我想坐後座,她卻讓我坐副駕駛位,說這樣方便指路,她愁得開導航。
其實我完全是矯情,這車坐後座憋屈是一個方麵,因為是雙開門,還得從副駕爬到後座去。
“先去陽華家,得叫上他。”
“不用,這事他能做的有限。”
我一聽就不樂意了:“那我答應他的。”
“哦,好吧。”
蔣小山很爽快。
我看她的臉色,倒是完全恢複了,雖然還是那麽瘦,但是白裏透著紅,一股無形的力量在她的身上氤氳。
這種力量,在普通人的身上是看不到的。
路上,我問了一句:“你的同伴,他們另外開一輛車嗎?”
“沒有同伴,就我們。”
我聽了,心裏突然就不安了:“就我們?這……”
蔣小山笑了笑:“我通知了圈內的人,他們讓我先去摸一摸底細,放心吧,這事,多找人沒有意義。”
看她這麽自信,我也就不好意思再說什麽了。
接到陽華的時候,他得知就蔣小山一個人,心裏更加不安。
我怕他丟臉,就說:“你要怕,就在家裏策應,幫著報警都是可以的。”
陽華惡狠狠地剜了我一眼,然後微信發了一句話給我:“有異性沒人性,我死死一個,你死死一家,我這是替你著想,你還懟我。
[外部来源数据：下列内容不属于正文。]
PR #751, opened 2025-01-23
Avoid datetime deprecations in releaseWizard.py

gerlowskija:
Python 3.12 deprecates two popular datetime functions that are used throughout the Release Wizard, 'utcnow()' and 'utcfromtimestamp()', resulting in many distracting messages that make the other wizard output hard to read, e.g.

```
DeprecationWarning: datetime.datetime.utcnow() is deprecated and
scheduled for removal in a future version. Use timezone-aware objects to
represent datetimes in UTC: datetime.datetime.now(datetime.UTC).
```

This commit updates our 'datetime' usage in accordance with the Python recommendations.


HoustonPutman (approved):
gotta love python.

gerlowskija:
The releaseWizard requires at least Python 3.4 and the replacement functions ('now' and 'fromtimestamp') have been around at least that long, so this should be safe to merge in that respect at least.

HoustonPutman:
Nah, it's a good change. Thanks for doing the housekeeping!

janhoy (approved):

Issue #667, opened 2023-12-14
Ability to set custom hostname for SolrCloud


mcarroll1:
Hello,

Much like the `addressability.external.domainName` value in the SolrCloud resource, it would be helpful to have something like `addressability.external.hostName` to specify a particular hostname for external accessibility. It appears now that the hostname is always set to `<namespace>-<solrcloud-name>-solrcloud` (https://github.com/apache/solr-operator/blob/main/api/v1beta1/solrcloud_types.go#L1339) which is a bit redundant for my team's implementation of one SolrCloud per namespace (we end up with something like `solralpha-solralpha-solrcloud.domain.com`).

Thanks for your consideration!

janhoy:
Had the same need. Perhaps a configurable service-name template would be cool, where the default could be `serviceNameTemplate: %n-%r-solrcloud` given that %n=namespace, %r=releaseName.

HoustonPutman:
Yeah, I agree that could be cool!

PR #763, opened 2025-03-05
Make ingress hostname configurable

ps-muspelkat:
This PR addresses the possibility to add an `hostName` to the ingress configuration of a given solrcloud instance as described in #667.

The change is quit simple. Unfortunately, the `make prepare` step failed for me at the `fetch-licenses-list` step, so the `dependency_licenses.csv` stays empty in my case.

```
make: *** [fetch-licenses-list] Error 1
```

To make the e2e-tests start / work, I also needed to change the `RAW_GINKGO` command. Not sure if that is an issue only on my machine.

Happy for any feedback!


mikeywuu:
Sorry, had to re-create the PR. #764

PR #766, opened 2025-03-13
Fix upgrade to v0.9 by updating pod readiness gates

### LINKED ISSUE #761: Solr 9.8.0 pods do not become ready
We upgraded out test env from solr-operator 0.8.1 to 0.9.0 and from solr 9.7.0 to 9.8.0.

There seems to be an issue with the solr pods becoming healthy.

When we describe the pod , something

> status:
  phase: Running
  conditions:
    - type: solr.apache.org/isNotStopped
      status: 'True'
      lastProbeTime: null
      lastTransitionTime: null
    - type: PodReadyToStartContainers
      status: 'True'
      lastProbeTime: null
      lastTransitionTime: '2025-02-25T05:08:24Z'
    - type: Initialized
      status: 'True'
      lastProbeTime: null
      lastTransitionTime: '2025-02-25T05:08:40Z'
    - type: Ready
      status: 'True'
      lastProbeTime: null
      lastTransitionTime: '2025-02-25T06:10:51Z'
    - type: ContainersReady
      status: 'True'
      lastProbeTime: null
      lastTransitionTime: '2025-02-25T05:09:42Z'
    - type: PodScheduled
      status: 'True'
      lastProbeTime: null
      lastTransitionTime: '2025-02-25T05:08:10Z'

Notice that the "lastProbeTime" is Null.

It seems if we add to the "spec"

>   readinessGates:
    - conditionType: solr.apache.org/isNotStopped

Then the pods will start and will be working as expected.

What can i do without "manually" configure the readinessGates?

HoustonPutman:
Fixes #761 

The new feature forgot to add an update to the podTemplate for the new field being used.

### DIFF
--- a/controllers/util/common.go
+++ b/controllers/util/common.go
@@ -516,6 +516,12 @@ func CopyPodTemplates(from, to *corev1.PodTemplateSpec, basePath string, logger 
 		to.Spec.TopologySpreadConstraints = from.Spec.TopologySpreadConstraints
 	}
 
+	if !DeepEqualWithNils(to.Spec.ReadinessGates, from.Spec.ReadinessGates) {
+		requireUpdate = true
+		logger.Info("Update required because field changed", "field", basePath+"Spec.ReadinessGates", "from", to.Spec.ReadinessGates, "to", from.Spec.ReadinessGates)
+		to.Spec.ReadinessGates = from.Spec.ReadinessGates
+	}
+
 	return requireUpdate
 }
 


gerlowskija (approved):
This LGTM in terms of the production code, but should there be some test change accompanying this?

HoustonPutman:
Yeah, generally we test these methods in the unit tests via changing the customSolrKubeOptions. Unfortunately here, we do not support customizing this field, so we would need to change from one data type to another in order to test it... Doable in theory

PR #767, opened 2025-03-13
Prevent RAW_GINKGO unset error in e2e tests

gerlowskija:
Not all environments set particular `RAW_GINKGO` args, causing `make e2e-tests` to fail with an "unset variable" related error.

This commit tweaks our `manage_e2e_tests.sh` script to guard against this case.


gerlowskija:
I swear a different dev brought this up at some point in either an Issue or PR (though I can't find that comment now).  In any case, I've hit this a number of times across different machines, so seems worth fixing.

HoustonPutman (approved):

PR #769, opened 2025-03-14
Fix 'setup-zk' bash syntax error

### LINKED ISSUE #759: Zk-setup error
https://github.com/apache/solr-operator/blob/0ffddb6a4be25ffb3fdad6cb3ffe759d89c5fcf2/controllers/util/solr_security_util.go#L243

Zk setup container produce this error ```grep: ]: No such file or directory``` when authentication is activated.
I face this error after upgrading from 0.8.1 to 0.9.0 operator version.

gerlowskija:
Mismatched brackets were causing the 'grep' portion of the conditional to report an error when triggered.

Fixes #759

### DIFF
--- a/controllers/solrcloud_controller_basic_auth_test.go
+++ b/controllers/solrcloud_controller_basic_auth_test.go
@@ -353,7 +353,7 @@ func expectPutSecurityJsonInZkCmd(g Gomega, expInitContainer *corev1.Container) 
 	g.Expect(expInitContainer).To(Not(BeNil()), "Didn't find the setup-zk InitContainer in the sts!")
 	expCmd := "solr zk cp zk:/security.json /tmp/current_security.json -z $ZK_HOST >/dev/null 2>&1;  " +
 		"GET_CURRENT_SECURITY_JSON_EXIT_CODE=$?; if [ ${GET_CURRENT_SECURITY_JSON_EXIT_CODE} -eq 0 ]; then " +
-		"if [ ! -s /tmp/current_security.json ] || grep -q '^{}$' /tmp/current_security.json ]; then  " +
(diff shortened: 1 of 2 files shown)


HoustonPutman (approved):
Can we test this? I ask because your testing for the other ticket didn't see an error here...

gerlowskija:
I think our existing testing (see `tests/e2e/solrcloud_security_json_test.go`) is sufficient here.  It never caught the #759 error, because it's not actually an error ("just" some noise in the logs)!

`grep -q` does print a message to stderr, but it doesn't impact the return status of the `grep` call, which returns zero/non-zero based on whether it finds a match in `/tmp/current_security.json`.  `grep` doesn't care that you also asked it to search other files (i.e. `]`) that don't exist.  So despite the syntax error, the overall conditional still operated as we wanted it to.

We could add an additional test case to `solrcloud_security_json_test.go`, to cover the case of a security.json file whose contents are `{}`, but IMO that edgecase is rare enough that it's not worth bloating the runtime of our e2e tests.

If anyone disagrees though, lmk and I'll add it in.  Otherwise, I'll probably target early next week to merge this.

madrob:
I would consider pulling the entire scriptlets into separate files and then you can run spellcheck on those?

gerlowskija:
"Spellcheck" or "[ShellCheck](https://github.com/koalaman/shellcheck)"?

Assuming you mean "ShellCheck", but I'm not too familiar with it.  Seems like a good thing to have analysis on generally - our unit tests validate that the container "command" looks the way we expect, but nothing ever really ensures that it's even valid bash 😦 

Thanks for the pointer; will take a look and file a follow-on ticket if it seems promising!

madrob:
Yes, shellcheck. Auto-correct got me!

PR #276, opened 2016-10-17
Replace Makefile with npm scripts

### LINKED ISSUE #262: Remove Makefile
On Windows, `make` doesn't exist. Move everything in the Makefile to npm scripts for interoperability.

rschamp:
### Proposed changes

Removes the Makefile and moves what it does to npm scripts.

I also updated the lint step to just lint everything that isn't ignored so nothing gets missed as we add files/directories.
### Reason for changes

Fixes #262. Should allow Windows users to run all the commands currently in the Makefile (untested).

Assigning @cwillisf to test my assumption that these work on Windows. @TheBrokenRail please try it out as well.


package.json
```diff
@@ -11,10 +11,16 @@
...
+    "coverage": "./node_modules/.bin/tap ./test/{unit,integration}/*.js --coverage --coverage-report=lcov",
+    "lint": "./node_modules/.bin/eslint .",
+    "prepublish": "npm run build",
+    "prepublish-watch": "npm run watch",
+    "start": "./node_modules/.bin/webpack-dev-server",
+    "tap-integration": "./node_modules/.bin/tap ./test/integration/*.js",
+    "tap-unit": "./node_modules/.bin/tap ./test/unit/*.js",
+    "test": "npm run lint && npm run tap-unit && npm run tap-integration",
+    "watch": "./node_modules/.bin/webpack --progress --colors --watch",
     "version": "./node_modules/.bin/json -f package.json -I -e \"this.repository.sha = '$(git log -n1 --pretty=format:%H)'\""
```
cwillisf, line 24: NPM actually puts `./node_modules/.bin/` or an equivalent onto the PATH while running scripts, so these entries could be simplified to:

``` json
    "build": "webpack --progress --colors --bail",
    "coverage": "tap ./test/{unit,integration}/*.js --coverage --coverage-report=lcov",
    "lint": "eslint .",
```

...and so on. They work as-is too, though.

cwillisf (approved):
👍 thanks!

Tested successfully from a command prompt (not Bash!) on Windows 10.

Note that linting will currently fail due to CRLF complaints on Windows clients using the default git configuration. Adding a `.gitattributes` can fix that, but I would do so as a separate change.

package.json
rschamp: Ah right — recently I hit some issues with the path, so that's why I used the explicit path: https://github.com/LLK/scratch-blocks/commit/1831890a7d3803592c2386be50ab00139172c1b6.  It would fail to find the .bin when run as a dependency of another project.  I think the issue was raised when it ran postinstall as an `npm link`ed dependency — it wouldn't be able to find webpack or it would use the incorrect config?

rschamp:
I'll copy the .gitattributes from scratch-render since this is intending to fix the project for Windows more than just remove the Makefile. Thanks for pointing that out.

Issue #65, opened 2016-06-08
Single-stepping debug mode


tmickel:
It would be great to have a mode of execution where things are stepped by a button in the VM playground. The button would essentially call stepThreads() with a tiny WORK_TIME, to proceed one block per thread every time the button is pushed.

”
“我咋就死一家了?”我一時沒有懂起。
因為我們兩個不需要開車,一個坐副駕,一個在後座,聊天倒是很方便。
“你死,就是夫妻兩個,再加上肚子裏即將出現的孩子,那不是死了一家子嗎?”
“你大爺死侄子的,你就不能盼我點好?”
到了村口,天已經死黑死黑的了。
月亮星子都沒有,看著好像是要變天啊。
氣氛感覺不太好。
陽華嚷嚷道:“山哥啊,你可別虎啊,這村道不能會車,如果遇上滾石頭的缺德玩意,咱們可能就要棄車,你這車吧,雖然報廢過一次,可是開著還是長門臉的……”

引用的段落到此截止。